26 October 2021

🎉 Incident Management System (IMS)

So you've been using Cliff for a few weeks now. You love how you can spot unexpected changes in your metrics. You feel confident with your business processes.

But something's bothering you...

Every time you receive an alert for an unexpected spike or dip, you look towards the heavens and wonder - Is this it? There's got to be more to this.

And you're right! Getting the alert is good, but being able to take further action and address the anomaly right there would be absolutely amazing. And that's exactly what this release is all about.

We have re-designed our alert system into a brand new one for cliff.ai users. We call it the Incident Management System.

Why build an Incident Management System?

Up until now, our alerting system was robust, but basic. After understanding our users and how they use Cliff, we identified these frequent pain points:

Problem 1: Some users weren't able to receive the notifications whenever there was any anomaly in the metric.

Reason: The “Alert Rules” weren't set up properly. This was because:

a. Users didn't know they were supposed to set up Alert Rules in order to receive notifications on their devices.

b. Or, they just forgot to set up alert rules.

Solution: Automate the Alert Rule setup process. Provide a base Monitor by default (yes we renamed Alert Rules to Monitor). So that even if the user does not set up any Monitor by themselves in the beginning, a default Monitor will make sure they keep receiving the notifications whenever anomalies occur.

[image]

Problem 2: Users could not choose whom to notify and when, in case of occurrence of anomalies.

Reason: Cliff didn't have the functionality of informing specific people at a specific time. e.g. after detection of an anomaly, notify A. If she is unable to acknowledge that within the given time, notify B and so on…

Solution: Establish an escalation policy that determines how, where and when the notifications will be escalated to specific team members or individuals when anomalies occur.

[image]

Problem 3: It was hard to draw insights and incident patterns on metrics

Reason: There was no insight page or incident “repository”, where users could draw quick critical insights from the metric incidents from a “single place”.

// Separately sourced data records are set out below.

PR #928, opened 2022-12-07
Fix headers forwarding when forwarding artifacts requests to the package storage

jsoriano:
We were doing the headers forwarding after writing the body, but [`ResponseWriter.Write()`](https://pkg.go.dev/net/http#ResponseWriter) can set its own headers when others are not found.
Set the headers before doing any write in the response.

### DIFF
--- a/package_storage_test.go
+++ b/package_storage_test.go
@@ -214,6 +214,7 @@ func TestPackageStorage_ResolverHeadersResponse(t *testing.T) {
 	webServer := httptest.NewServer(http.HandlerFunc(func(w http.ResponseWriter, r *http.Request) {
 		w.Header().Set("Foo", "bar")
 		w.Header().Set("Last-Modified", "time")
+		w.Header().Set("Content-Type", "image/svg+xml")
 		fmt.Fprintf(w, "%s\n%s\n%+v\n", r.Method, r.RequestURI, r.Header)
 	}))
 	defer webServer.Close()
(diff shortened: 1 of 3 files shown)


package_storage_test.go
```diff
@@ -236,11 +237,14 @@ func TestPackageStorage_ResolverHeadersResponse(t *testing.T) {
...
-			path:            staticRouterPath,
-			file:            "1password-logo-light-bg.svg.response",
-			responseHeaders: map[string]string{"Last-Modified": "time"},
-			handler:         staticHandler,
+			endpoint: "/package/1password/0.1.1/img/1password-logo-light-bg.svg",
+			path:     staticRouterPath,
+			file:     "1password-logo-light-bg.svg.response",
+			responseHeaders: map[string]string{
+				"Last-Modified": "time",
+				"Content-Type":  "image/svg+xml",
```
kpollich, line 245: Thanks for adding this to the tests 👍

storage/resolver.go
```diff
@@ -36,17 +36,23 @@ func (resolver storageResolver) pipeRequestProxy(w http.ResponseWriter, r *http.
 	resp, err := client.Do(forwardRequest)
 	if err != nil {
 		http.Error(w, "error from package-storage server", http.StatusInternalServerError)
+		return
 	}
 	defer resp.Body.Close()
 
+	// Set headers before setting the body. If not, first call to w.Write will
+	// add some default values.
```
kpollich, line 44: Good find here!

kpollich (approved):
Code LGTM - thank you for tracking this down. Seems like a very not obvious bug to find. 🚀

Solution: Provide an Incident page where users can see the list of all incidents (by date) and help them notice key information about incidents, like lifecycle status (triggered/acknowledged/resolved/surrendered), time of incidence, people assigned to that incident. And finally, provide a dedicated incident details page.

[image]

Product growth is a continuous process. There is always scope for improvement! We're trying to provide you with the best experience while you imbibe observability into your business processes, and with this update we aim to do just that!